En 2025, les échanges commerciaux bilatéraux ont reculé de 14,8%, à 9,4 milliards d’euros. Une baisse qui confirme l’érosion de la présence française face à des concurrents comme l’Italie, l’Espagne, la Turquie et la Chine.
La France continue de perdre du terrain en Algérie. D’année en année, le recul se confirme à plusieurs niveaux. Les échanges commerciaux entre les deux pays marquent le pas, sous l’effet notamment de la conjoncture énergétique mondiale, mais aussi d’un essoufflement des exportations françaises face à une concurrence internationale de plus en plus forte.
Longtemps parmi les principaux partenaires commerciaux de l’Algérie, la France est désormais devancée par d’autres pays, qui ont renforcé leur présence sur le marché algérien et misé sur son potentiel économique.
Le trafic maritime et le transport de conteneurs, notamment au départ du port de Marseille, ont également fortement ralenti. Les exportations françaises de blé et de bétail vers l’Algérie ont notamment enregistré un net recul. Cette évolution s’inscrit dans la volonté des autorités algériennes de renforcer la production nationale et de réduire progressivement la dépendance aux importations.
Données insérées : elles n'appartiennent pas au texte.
PR #3509, opened 2026-09-08
fix(office): reject empty slug on skill update

nova28:
> [!TIP]
> **PR walkthrough:** [Open the visual walkthrough](https://walkthrough.kandev.ai/pr/3509/e4d458f8b091.html)

fix(office): reject empty slug on skill update

PATCH /api/v1/skills/:id with {"slug":""} previously short-circuited
past the well-formedness check and persisted an empty slug, producing a
skill row that skillslug delivery silently drops. Empty is now treated
as not well-formed like any other invalid slug and rejected with 400;
omitting the field is still the only way to leave the slug unchanged.

<a href="https://cubic.dev/pr/kdlbs/kandev/pull/3509?utm_source=github" target="_blank" rel="noopener noreferrer" data-no-image-dialog="true"><picture><source media="(prefers-color-scheme: dark)" srcset="https://www.cubic.dev/buttons/review-in-cubic-dark.svg"><source media="(prefers-color-scheme: light)" srcset="https://www.cubic.dev/buttons/review-in-cubic-light.svg">Review in cubic</picture></a>

### DIFF
--- a/apps/backend/internal/agentctl/server/process/workspace_poll_mode_grace_test.go
+++ b/apps/backend/internal/agentctl/server/process/workspace_poll_mode_grace_test.go
@@ -187,6 +187,11 @@ func TestPollModeGrace_StopDisarmsTimer(t *testing.T) {
 // it to return, and prevent the callback from changing the mode afterward.
 func TestPollModeGrace_StopJoinsFinalScan(t *testing.T) {
 	wt := newGraceTestTracker(t, graceFiresQuickly)
+	// The test covers the grace callback's cancellation and wait-group
+	// ownership. Disable the independent polling loops so their real Git work
+	// cannot change poll mode while this lifecycle boundary is under test (the
+	// Windows race runner can otherwise report an unrelated paused transition).
+	wt.gitIndexPath = ""
 	finalScanStarted := make(chan struct{})
 	finalScanFinished := make(chan struct{})
 	wt.gitStatusObserver = func(ctx context.Context) (types.GitStatusUpdate, error) {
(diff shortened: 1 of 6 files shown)


carlosflorencio:
Addressed in commit a20ece63f: moved the empty-slug service regression into a focused test file and added handler coverage for another malformed slug. The Office skills package passes 113 tests. Thanks for the contribution. Fresh CI is now running on the pushed head.

nova28:
Thanks for the review and for tightening up the test coverage in a20ece63f — I've built on top of it (not replaced it) with two more commits that close a related gap:

**The gap:** `ValidateSkillUpdate`'s empty-slug rejection is correct for an explicit `{"slug":""}`, but a stored row can *already* have an empty slug through no fault of the update request — e.g. a row created outside `ValidateAndPrepareSkill` (the config-import path bypasses it; tracked separately). Before this addition, any *content-only* PATCH to such a row (no `slug` field at all) would hit the same `WellFormed("")` check and 400 — so an already-broken row became permanently un-editable through the normal edit flow, even for a request that never touched the slug.

**The fix (`ValidateSkillUpdate(ctx, skill, slugRequested bool)`):**
- Caller sends `slug` → unchanged from your version: strict `WellFormed` → `Normalize` → uniqueness check, `""` still 400s.
- Caller omits `slug` and the stored value is already `""` → self-heals to a free name-derived slug (`healEmptySlug`) so the request succeeds instead of failing on a field it never mentioned; if every candidate collides, the stored empty value is left as-is and the request still succeeds (never fails on slug grounds for a request that didn't ask about the slug).

Added `TestValidateSkillUpdate_HealsEmptyStoredSlugWhenNotRequested`, `TestValidateSkillUpdate_LeavesEmptyStoredSlugOnCollisionWhenNotRequested` (service_slug_update_test.go), and the matching handler-level tests. Full `internal/office/...` suite is green, `golangci-lint --new-from-rev` is clean, `gofmt -l` is clean.

Happy to drop this if you'd rather ship the simpler reject-only version and handle the stored-empty-slug case separately — let me know.

PR #3526, opened 2026-09-09
docs(mcp): note that agent_profile_id cannot set an Office task assignee

nova28:
> [!TIP]
> **PR walkthrough:** [Open the visual walkthrough](https://walkthrough.kandev.ai/pr/3526/420d2fa2b617.html)

**Today:** `create_task_kandev`'s `agent_profile_id` description doesn't say what it does and doesn't do. An agent caller reading it can reasonably (and wrongly) assume setting `agent_profile_id` on an Office task also makes that agent the task's assignee. It doesn't — and the MCP tool schema sets `additionalProperties: false`, so the handler's existing, correct rejection message ("assignee_agent_profile_id is office-only and cannot be set via create_task_kandev") is unreachable from MCP. There is no discovery path except the description itself.
**After this:** The description states plainly that `agent_profile_id` is the launch profile only, that it does not set an Office assignee, that setting one is `can_assign_tasks`-gated, and points at the real mechanism: the Office UI or `PATCH /api/v1/office/tasks/:id`.
**Who hits this:** Any MCP agent caller creating or reassigning Office-workspace tasks through `create_task_kandev` — which today has no way to discover the limitation short of trying it, getting silent non-assignment, and debugging why.
**Scope:** Standalone doc-string fix. No siblings.
**Not here:** Exposing `AssigneeAgentProfileID` via MCP is a deliberate, permission-gated design decision (#1315) — reversing it is a feature, not this chore. Also out of scope: the auto-start-on-unassigned-task path, which already fails visibly (`auto_start_failed` marker, landed in #2847) rather than silently.

`create_task_kandev`'s `agent_profile_id` sets the launch profile only and cannot set an Office task's assignee, but nothing told a caller that. This appends one clarifying sentence to the tool description, in both task-mode and external-mode variants, naming the correct mechanism instead.

## Validation

- `go test ./internal/mcp/... -count=1` — all packages pass, including the new `TestCreateTask_ExternalMode_AgentProfileDescNotesOfficeAssigneeLimitation`
- `gofmt -l internal/mcp/server/server.go internal/mcp/server/handlers_test.go` — clean
- `make lint` (backend + web) — 0 issues
- `make lint-format` — clean
- `make typecheck` — clean
- `cd apps/web && pnpm run i18n:ratchet` — clean (no UI source touched)
- `internal/worktree` test failures on this branch reproduce identically on the merge base (`18d38c11a`) in a separate scratch worktree — pre-existing sandbox/temp-dir environment issue on this runner, not caused by this diff
- `.github/scripts/lint-harness-files.py` fails under this runner's Python 3.9 (`str | None` needs 3.10+) — pre-existing environment mismatch, file untouched by this diff
- E2E not required: diff touches only `apps/backend/internal/mcp/server/{server.go,handlers_test.go}`, zero `apps/web/` paths

## Possible Improvements

Low risk: pure doc-string change, no behavior change. The two new/updated test assertions check the load-bearing claim (non-assignment) and mechanism (PATCH path) as substrings rather than every clause of the sentence — accepted as test-rigor-only per review.

## Checklist

- [x] If I do not have repository write access and this is a large architectural change, I discussed the direction in a linked issue before opening this PR.
- [x] This PR contains one logical change; unrelated work is split into separate PRs.

<a href="https://cubic.dev/pr/kdlbs/kandev/pull/3526?utm_source=github" target="_blank" rel="noopener noreferrer" data-no-image-dialog="true"><picture><source media="(prefers-color-scheme: dark)" srcset="https://www.cubic.dev/buttons/review-in-cubic-dark.svg"><source media="(prefers-color-scheme: light)" srcset="https://www.cubic.dev/buttons/review-in-cubic-light.svg">Review in cubic</picture></a>


apps/backend/internal/mcp/server/server.go
```diff
@@ -1419,12 +1419,12 @@ func (s *Server) registerMRAutomationTools() {
...
+	agentProfileDesc := "Agent profile ID to use. On a workflow step, the step's launch profile (its pinned profile, or the workflow default when unpinned) outranks it; otherwise an explicit agent_profile_id wins. When both are absent, current_task uses the verified creating session's profile and effective model, mode, and dynamic options for a session-bound call, then falls back to the current/source or parent profile without verified session context. workspace_default skips those task profiles and the creating session, then uses workflow profiles before the target workspace default. Explicit profiles do not copy creator-session runtime values. start_agent=false still needs a resolvable profile for later manual start. agent_profile_id is the launch profile only and does not set an Office task's assignee; the Office assignee is can_assign_tasks-gated and set via the Office UI or PATCH /api/v1/office/tasks/:id."
```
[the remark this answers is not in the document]
nova28: Valid — confirmed `UpdateTaskRequest.hasAnyField()` (`internal/office/dashboard/handler.go:598`) checks `AssigneeAgentProfileID`, and the JSON tag on that field is `assignee_agent_profile_id` (not `agent_profile_id`), so a caller who copies the MCP tool's own parameter name into the PATCH body would get a 400. Fixed in 5d3452969: both descriptions now name the required field explicitly, and `TestCreateTask_ExternalMode_AgentProfileDescNotesOfficeAssigneeLimitation` asserts on it.

carlosflorencio:
I pushed a small follow-up in 420d2fa2b: the MCP descriptions now clarify that can_assign_tasks applies to agent callers on the Office PATCH path, and the tests cover assignee_agent_profile_id in both task and external modes.

apps/backend/internal/mcp/server/server.go
```diff
@@ -1419,12 +1419,12 @@ func (s *Server) registerMRAutomationTools() {
...
+	agentProfileDesc := "Agent profile ID to use. On a workflow step, the step's launch profile (its pinned profile, or the workflow default when unpinned) outranks it; otherwise an explicit agent_profile_id wins. When both are absent, current_task uses the verified creating session's profile and effective model, mode, and dynamic options for a session-bound call, then falls back to the current/source or parent profile without verified session context. workspace_default skips those task profiles and the creating session, then uses workflow profiles before the target workspace default. Explicit profiles do not copy creator-session runtime values. start_agent=false still needs a resolvable profile for later manual start. agent_profile_id is the launch profile only and does not set an Office task's assignee; set the Office assignee through the Office UI or PATCH /api/v1/office/tasks/:id with an assignee_agent_profile_id field in the request body. Agent callers need can_assign_tasks for this PATCH operation (agent_profile_id there is not recognized)."
```
carlosflorencio, line 1422:
```suggestion
	agentProfileDesc := "Agent profile ID to use. On a workflow step, the step's launch profile (its pinned profile, or the workflow default when unpinned) outranks it; otherwise an explicit agent_profile_id wins. When both are absent, current_task uses the verified creating session's profile and effective model, mode, and dynamic options for a session-bound call, then falls back to the current/source or parent profile without verified session context. workspace_default skips those task profiles and the creating session, then uses workflow profiles before the target workspace default. Explicit profiles do not copy creator-session runtime values. start_agent=false still needs a resolvable profile for later manual start."
```

We should not need to add the office info

> agent_profile_id is the launch profile only and does not set an Office task's assignee; set the Office assignee through the Office UI or PATCH /api/v1/office/tasks/:id with an assignee_agent_profile_id field in the request body. Agent callers need can_assign_tasks for this PATCH operation (agent_profile_id there is not recognized).

to the  create_task_kandev tool when its used in kanban workspaces, kanban workspaces shouldn't be allowed to create tasks in the office workspace for now.

carlosflorencio (changes requested):

apps/backend/internal/mcp/server/server.go
nova28: Checked — that gate doesn't exist yet. `handleCreateTask` (`internal/mcp/handlers/handlers.go`) takes `workspace_id` straight from the caller with no check that it matches the caller's own (kanban) workspace; nothing else in the create-task path restricts it either. So a kanban-scoped in-session agent can target the office workspace today — that's literally how the original bug this PR documents was found (task 241149c6, reproduced by creating a task in the live Office workspace via MCP from outside it).

Given that, I'd rather not strip the sentence: it's the only place a caller finds out `agent_profile_id` silently doesn't set the Office assignee, and removing it reopens that exact gap for everyone who can reach this path right now, not a hypothetical.

If you'd rather fix this at the source — gate `create_task_kandev` so a kanban-workspace caller can't target an office workspace's `workspace_id` at all — that's a real (if small) contract change, out of scope for this doc-only card. Happy to file it as a tracked follow-up if you want it pursued; just say the word and I'll open it referencing this thread. Leaving this open for you either way.

carlosflorencio (approved):

PR #3618, opened 2026-09-12
fix(task): stop plugin pending-interaction API from picking the wrong current turn

nova28:
> [!TIP]
> **PR walkthrough:** [Open the visual walkthrough](https://walkthrough.kandev.ai/pr/3618/5a9d0c519a33.html)

**Today:** A plugin calling the pending-interactions host API can get the wrong "current turn" for a session: a stale completed turn can outrank the actual open one, or a lifecycle-only turn (e.g. an automatic status update) can stand in for an unanswered question and hide it from the plugin.

**After this:** The pending-interactions query now excludes lifecycle-only turns and ranks an open turn ahead of any completed one, the same rule the other ten current-turn resolution sites in this package already follow. All eleven sites now agree on which turn is "current."

**Who hits this:** Any plugin reading pending interactions through `Host.ListPendingInteractions` (`pkg/pluginsdk`). This is a plugin host API surface, not the web UI.

**Scope:** standalone fix, no sibling PRs.

**Not here:** This does not move Threads' `needs_action` badges or the sidebar pending-action counts. Those already read `GetPendingActionsBySessionIDs`, which already used the shared `currentTurnAuthority` logic. Only the plugin-facing listing changes.

One of eleven current-turn resolution sites in `internal/task/repository/sqlite` hand-wrote its own predicate and `ORDER BY` instead of reusing the shared `currentTurnAuthority` helper, so it disagreed with the other ten on which turn counts as "current" for a session. `buildPendingInteractionQuery` now takes both the predicate and the ordering from `currentTurnAuthority`, closing the two points of divergence: lifecycle-only turns are excluded, and an open turn now outranks a newer completed one. `turnAuthorityPredicate` has exactly one non-test caller left, so all eleven sites are structurally guaranteed to agree.

## Validation

- `go test -count=1 -tags fts5 ./internal/task/repository/sqlite/...` — PASS (full package, 72.6s)
- Postgres suite actually run (dialect-sensitive raw SQL), verbatim:
  ```
  --- PASS: TestPostgresPendingInteractionsMatchSQLiteAuthority (0.20s)
  --- PASS: TestPostgresListPendingInteractionsSkipsLifecycleOnlyTurn (0.16s)
  --- PASS: TestPostgresListPendingInteractionsRanksOpenTurnAheadOfNewerCompletedTurn (0.16s)
  ok  github.com/kandev/kandev/internal/task/repository/sqlite  0.829s
  ```
- `gofmt -l` — clean
- `go vet ./...` — clean
- `make lint` — 0 issues
- `make lint-format` — clean
- `make typecheck` — clean
- `cd apps/web && pnpm run i18n:ratchet` — clean (diff touches no UI files)
- E2E not required: `git diff --name-only origin/main...HEAD` touches only `apps/backend/internal/task/repository/sqlite/`, zero `apps/web/` paths.

Two classes of pre-existing, unrelated test failures were hit while running the full suite and confirmed present at merge base `20efe4855` in a detached scratch worktree (not caused by this branch, which never touches these packages):
- `internal/worktree` (multiple tests): `unsafe worktree path ... not a directory` — environment-specific worktree/filesystem failures, reproduced identically at the merge base.
- `internal/task/service` (11 tests, e.g. `TestArchiveTaskCleanupPreservesTaskEnvironmentIdentity`, `TestTaskLifecycleCleanup_MissingWorktree`): same class of failure, reproduced identically at the merge base.
- `TestPostgresWorkspaceSourceParentGuard` fails identically at merge base `20efe4855` (`subquery in FROM must have an alias`, SQLSTATE 42601, in `workspace_folder_postgres_test.go`, a file this branch never touches).

## Possible Improvements

Low risk: a read-only query change scoped to one CTE's predicate/ordering, covered by dialect-matched tests on both SQLite and Postgres plus mutation testing (4/4 mutants killed across both dialects).

## Checklist

- [ ] If I do not have repository write access and this is a large architectural change, I discussed the direction in a linked issue before opening this PR.
- [ ] This PR contains one logical change; unrelated work is split into separate PRs.

<a href="https://cubic.dev/pr/kdlbs/kandev/pull/3618?utm_source=github" target="_blank" rel="noopener noreferrer" data-no-image-dialog="true"><picture><source media="(prefers-color-scheme: dark)" srcset="https://www.cubic.dev/buttons/review-in-cubic-dark.svg"><source media="(prefers-color-scheme: light)" srcset="https://www.cubic.dev/buttons/review-in-cubic-light.svg">Review in cubic</picture></a>

### DIFF
--- a/apps/backend/internal/task/repository/sqlite/pending_interactions.go
+++ b/apps/backend/internal/task/repository/sqlite/pending_interactions.go
@@ -62,11 +62,13 @@ func buildPendingInteractionQuery(
 	pendingIDExpr := dialect.JSONExtract(driverName, "m.metadata", "pending_id")
 	scopedSessions, args := pendingInteractionSessionScope(filter)
 	kindConditions, kindArgs := pendingInteractionKindClauses(filter.Kinds)
+	predicate, orderBy := currentTurnAuthority(driverName, "turn_row")
 
 	query := fmt.Sprintf(
 		pendingInteractionQueryTemplate,
 		scopedSessions,
-		turnAuthorityPredicate(driverName, "turn_row"),
+		orderBy,
+		predicate,
 		nonTerminalSessionPredicate("turn_row"),
 		pendingIDExpr,
 		models.MessageTypeClarificationRequest,
@@ -90,10 +92,11 @@ func buildPendingInteractionQuery(
 }
 
 // pendingInteractionQueryTemplate is the format string behind
-// buildPendingInteractionQuery. current_turn duplicates the ranking in
-// pendingActionsBySessionQuery on purpose: both must agree, and a shared
-// builder would have to thread the scoping subquery's bind arguments through
-// the projection's placeholder list. The pinning test
+// buildPendingInteractionQuery. current_turn resolves its turn through
+// currentTurnAuthority, the same predicate and ordering every other
+// current-turn resolution site in this package uses, so this query and the
+// compact pending-action projection (GetPendingActionsBySessionIDs) always
+// agree on which turn is current. The pinning test
 // (TestListPendingInteractionsAgreesWithPendingActionProjection) fails if the
 // two ever disagree on a session.
 const pendingInteractionQueryTemplate = `
@@ -105,7 +108,7 @@ const pendingInteractionQueryTemplate = `
 				       id AS turn_id,
 				       ROW_NUMBER() OVER (
 				         PARTITION BY task_session_id
-				         ORDER BY started_at DESC, created_at DESC, id DESC
+				         ORDER BY %s
 				       ) AS rn
 				FROM task_session_turns turn_row
 				WHERE turn_row.task_session_id IN (SELECT id FROM scoped_sessions)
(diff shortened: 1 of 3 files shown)


nova28:
Thanks for the review. Re: "Format-string arg alignment is fragile at scale" (pending_interactions.go:67-85) — confirmed valid, but out of scope for this PR:

- The `fmt.Sprintf` template pattern with 16 positional `%s` placeholders predates this change; it was already present at merge base `20efe4855` (originally introduced in #2922). This PR only adds two more args to an existing template of the same shape, it doesn't introduce the pattern.
- The suggested mitigation (naming template holes via a struct or named format function) is, as you note, a larger refactor spanning the whole package's query-building convention, not a fix scoped to this defect.

Filing a follow-up card to track the refactor separately rather than growing this PR.

carlosflorencio:
Thanks for the contribution. I pushed 5a9d0c519 to replace the pending-interaction query’s positional SQL substitutions with named fields. This keeps the behavior unchanged while making future template edits safer and easier to review; the renderer regression and full SQLite repository test package pass.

Selon les données de la Direction générale du Trésor française, les échanges commerciaux entre la France et l’Algérie ont enregistré un recul marqué en 2025, à 9,4 milliards d’euros, soit une baisse de 14,8% par rapport à 2024.
Cette contraction s’explique notamment par le recul des exportations algériennes d’hydrocarbures vers la France, qui se sont établies à environ 3,5 milliards d’euros sur une période récente de douze mois. Dans le même temps, les exportations françaises vers l’Algérie ont également diminué dans plusieurs secteurs, notamment celui des céréales.
Cette baisse intervient après plusieurs années de croissance. En 2024, les échanges avaient atteint 11,1 milliards d’euros, malgré un recul de 4,3%, confirmant déjà le ralentissement de la dynamique commerciale bilatérale. Une évolution qui contraste avec la progression des échanges de l’Algérie avec d’autres partenaires, notamment l’Italie, l’Espagne et la Chine.
Selon la plateforme UN Comtrade, les échanges globaux entre les deux pays avaient atteint 12,13 milliards de dollars en 2024, dont 6,92 milliards de dollars d’exportations algériennes vers la France et 5,21 milliards de dollars d’importations. L’Algérie affichait ainsi un excédent commercial de 1,71 milliard de dollars.
Chute des importations d’hydrocarbures
Les importations françaises en provenance d’Algérie ont reculé de 17,1% en 2025 pour s’établir à 5,2 milliards d’euros, contre 6,3 milliards en 2024. Cette baisse est principalement liée au recul des importations d’hydrocarbures, passées de 4,9 à 3,8 milliards d’euros, soit une diminution de 21,8%.
Ces importations d’hydrocarbures se répartissent entre le pétrole, qui représente 57%, et le gaz naturel, à hauteur de 43%.
Malgré ce recul, l’Algérie demeure le quatrième fournisseur d’hydrocarbures de la France. Les produits énergétiques représentent ainsi 89,7% des importations françaises en provenance d’Algérie.
À l’inverse, les importations françaises de produits non énergétiques ont progressé de 8,3% pour atteindre 532 millions d’euros. Cette hausse est notamment portée par les produits chimiques, en progression de 13,6%, principalement les engrais azotés et les gaz industriels.
Les exportations françaises en recul
Les exportations françaises vers l’Algérie ont diminué de 11,8% en 2025, à 4,2 milliards d’euros, contre 4,8 milliards en 2024. Ce recul traduit l’essoufflement de la dynamique commerciale française, notamment dans le secteur agricole.
Le nombre d’entreprises françaises exportatrices aurait également diminué, les PME étant davantage touchées que les grands groupes. La France continue ainsi de perdre des parts de marché au profit de l’Italie, de l’Espagne, de la Turquie et de la Chine, dans un contexte de tensions politiques qui pèse également sur les relations économiques bilatérales.
L’Algérie demeure néanmoins la deuxième destination des exportations françaises en Afrique. Le transport, les industries mécaniques et électriques ainsi que les produits alimentaires figurent parmi les principaux secteurs exportateurs français, malgré un dynamisme désormais en recul.